November 22, 2011 by David K. Sutton
You Aren’t Doing Enough To Secure Your Accounts
That statement is probably true when it comes to everyone. There’s always more that you could do to secure your online bank accounts and other online accounts with sensitive information. At a minimum you should never use the same password for multiple accounts. If you do use the same password for multiple accounts they better be accounts that don’t contain any sensitive information. Using the same password for a bank account and – for example – your email account is a really bad idea.
In addition to using unique passwords you should also be using secure passwords that have no easily identifiable meaning to a potential hacker. Here is my advice for creating a secure password that is easy to remember.
Never use words, phone numbers or anything else that could be identified or is otherwise meaningful. Try to think up a pattern that only you know. It could be the first 3 letters (or less if any words are shorter) of each word of a song title or song lyric. So for example the following lyric “I was a Superman but looks are deceiving” turns into “iwasasupbutlooaredec”. While it doesn’t use numbers or symbols it’s still a very secure password because it means absolutely nothing and is 20 characters long. The longer a password the more time it would take to crack via brute force. In this example only you know which lyric or song title you chose and only you know how many characters of each word you used. Even though this password example is 20 characters long it’s very easy to recall as you type.
You can change it up by adding numbers in between each of the truncated words. It could be as simple as counting from 1 to x where x is the number of words. With this revised scheme the above password turns into: “i1was2a3sup4but5loo6are7dec8”. This new password is 28 characters long and is very secure. This one takes a little bit more time to process in your brain as you type but it’s still easy to recall.

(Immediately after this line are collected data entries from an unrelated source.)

PR #5597, opened 2020-02-03
r/(linux|windows)_virtual_machine_scale_set: ultra ssd's now need to …

tombuildsstuff:
…be in an availability zone:

Looks like a behavioural change in the API since the resource was first built:

```
Code="InvalidParameter" Message="Feature 'UltraSSD' can be used only with Virtual Machine Scale Sets in an Availability Zone." Target="additionalCapabilities.ultraSSDEnabled"
```


tombuildsstuff:
Linux VMSS passes:

Screenshot 2020-02-03 at 19 51 01

tombuildsstuff:
Windows VMSS passes:

Screenshot 2020-02-03 at 20 17 59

You don’t need to use a song title or lyric as long as this one to make a secure password but I recommend that your password is at least 10 characters long. You also can use other phrases or quotes or you can come up with you own easy to remember scheme.

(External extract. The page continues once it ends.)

Issue #5553, opened 2020-01-29
Support for kusto EventGrid


noam-shapira:
### Community Note

* Please vote on this issue by adding a 👍 [reaction](https://blog.github.com/2016-03-10-add-reactions-to-pull-requests-issues-and-comments/) to the original issue to help the community and maintainers prioritize this request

Right about now you may be thinking that this is great but do I have to do this for every account? The short answer is yes. If the idea of doing this for every account is daunting you might want to consider using a password manager. The basic idea of any password manager is that you only need to remember one password to gain access to the password manager – so you better make this one password really secure! The password manager is responsible for maintaining the usernames and passwords for all of your accounts. This can be automated – the password manager controls the whole process and automates the login – or it can be manual – you look up your username and password in a secure list – or it can be both.

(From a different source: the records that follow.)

PR #5610, opened 2020-02-04
ssh key simple validation and error messaging

### LINKED ISSUE #5605: Support for SSH key format errors
### Community Note

### Description

When using a EdDSA key(or any format other than RSA), Terraform only displays an error warning about "Invalid Parameter". 
My suggestion is to change this message to something informing about the supported key formats.

```
Supported SSH key formats

Azure currently supports SSH protocol 2 (SSH-2) RSA public-private key pairs with a minimum length of 2048 bits. Other key formats such as ED25519 and ECDSA are not supported.
```

https://docs.microsoft.com/en-us/azure/virtual-machines/linux/ssh-from-windows

jackofallops:
Fixes #5605 

Added simple validation function to check supplied string carries valid key signature type and is of minimum length or greater.

### DIFF
--- a/azurerm/internal/services/compute/ssh_keys.go
+++ b/azurerm/internal/services/compute/ssh_keys.go
@@ -138,9 +138,14 @@ func ValidateSSHKey(i interface{}, k string) (warnings []string, errors []error)
 
 	switch validSig {
 	case "ssh-rsa":
-		strLen := len(strings.TrimSpace(v))
-		if strLen < 379 {
-			return nil, []error{fmt.Errorf("expected %q to have a key size of at least 2048 bits", k)}
+		keyParts := strings.Fields(v)
+		if len(keyParts) > 1 {
+			strLen := len(keyParts[1])
+			if strLen < 371 {
+				return nil, []error{fmt.Errorf("expected %q to have a key size of at least 2048 bits", k)}
+			}
+		} else {
+			return nil, []error{fmt.Errorf("expected %q to be valid of at least 2 parts, signature and key", k)}
 		}
 	case "":
 		return nil, []error{fmt.Errorf("Bad: Azure currently supports SSH protocol 2 (SSH-2) RSA public-private key pairs with a minimum length of 2048 bits")}
--- a/azurerm/internal/services/compute/ssh_keys.go
+++ b/azurerm/internal/services/compute/ssh_keys.go
@@ -3,6 +3,7 @@ package compute
 import (
 	"fmt"
 	"regexp"
+	"strings"
 
 	"github.com/Azure/azure-sdk-for-go/services/compute/mgmt/2019-07-01/compute"
 	"github.com/hashicorp/terraform-plugin-sdk/helper/schema"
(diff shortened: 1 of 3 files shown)


azurerm/internal/services/compute/ssh_keys.go
```diff
@@ -111,3 +112,44 @@ func parseUsernameFromAuthorizedKeysPath(input string) *string {
...
+			validSig = t
+		}
+	}
+
+	switch validSig {
+	case "ssh-rsa":
+		keyParts := strings.Fields(v)
+		if len(keyParts) > 1 {
+			strLen := len(keyParts[1])
+			if strLen < 371 {
```
tombuildsstuff: I don't know enough about SSH keys to see the specifics but I feel like we'd be better to parse the SSH key using the crypto library rather than checking the string length?

website/docs/r/virtual_machine.html.markdown
```diff
@@ -266,7 +266,7 @@ A `plan` block supports the following:
 
 A `ssh_keys` block supports the following:
 
-* `key_data` - (Required) The Public SSH Key which should be written to the `path` defined above.
+* `key_data` - (Required) The Public SSH Key which should be written to the `path` defined above. Azure only supports RSA SSH2 key signatures of at least 2048 bits in length
```
tombuildsstuff:
```suggestion
* `key_data` - (Required) The Public SSH Key which should be written to the `path` defined above.

~> **Note:** Azure only supports RSA SSH2 key signatures of at least 2048 bits in length
```

azurerm/internal/services/compute/ssh_keys.go
```diff
@@ -24,7 +25,7 @@ func SSHKeysSchema(isVirtualMachine bool) *schema.Schema {
 					Type:         schema.TypeString,
 					Required:     true,
 					ForceNew:     isVirtualMachine,
-					ValidateFunc: validation.StringIsNotEmpty,
+					ValidateFunc: ValidateSSHKey,
```
tombuildsstuff: this is used in the new VM resources not the old one (AFAIK) - could we update the documentation for those in addition/instead?

azurerm/internal/services/compute/ssh_keys.go
katbyte: agreed

azurerm/internal/services/compute/ssh_keys.go
jackofallops: Docs for the new resources already make mention of the restriction for key signature and length I believe, but I'll double check.

azurerm/internal/services/compute/ssh_keys.go
jackofallops: It's not core go SDK (yet) means using importing `golang.org/x/crypto/ssh`, will rework for that as discussed offline.
NB: I don't believe I've ever seen a case where a 2048bit key in SSH2 notation is anything other than 371 characters.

The password manager I use is called LastPass. It can be an automated password manager that fills in your login crendentials as you visit online accounts. It can maintain a manual list of account usernames and passwords. Or it can do both. In addition to storing usernames and passwords you can also use “secure notes” to maintain other information securely. This is all accessible through the LastPass website or via the LastPass browser plugin for Internet Explorer, Chrome, Firefox, etc. Did I mention LastPass is free? If all you need is their browser plugin – which can be installed on as many computers as you want – or access to their website then the LastPass service is free. If you also would like to use their app for iPhone, iPad, Android, etc. then you can upgrade to Premium for a small fee of $12 yearly, which I think is worth it.
Whatever password manager you choose to use, or if you just plan to remember all of your passwords – good luck! – you definitely should consider making all of your passwords more secure and make them all unique! If you find you have dozens – even hundreds – of accounts like I do you might want to try out a password manager like LastPass. Just for the record, I have no connection to LastPass. I’m just a satisfied customer.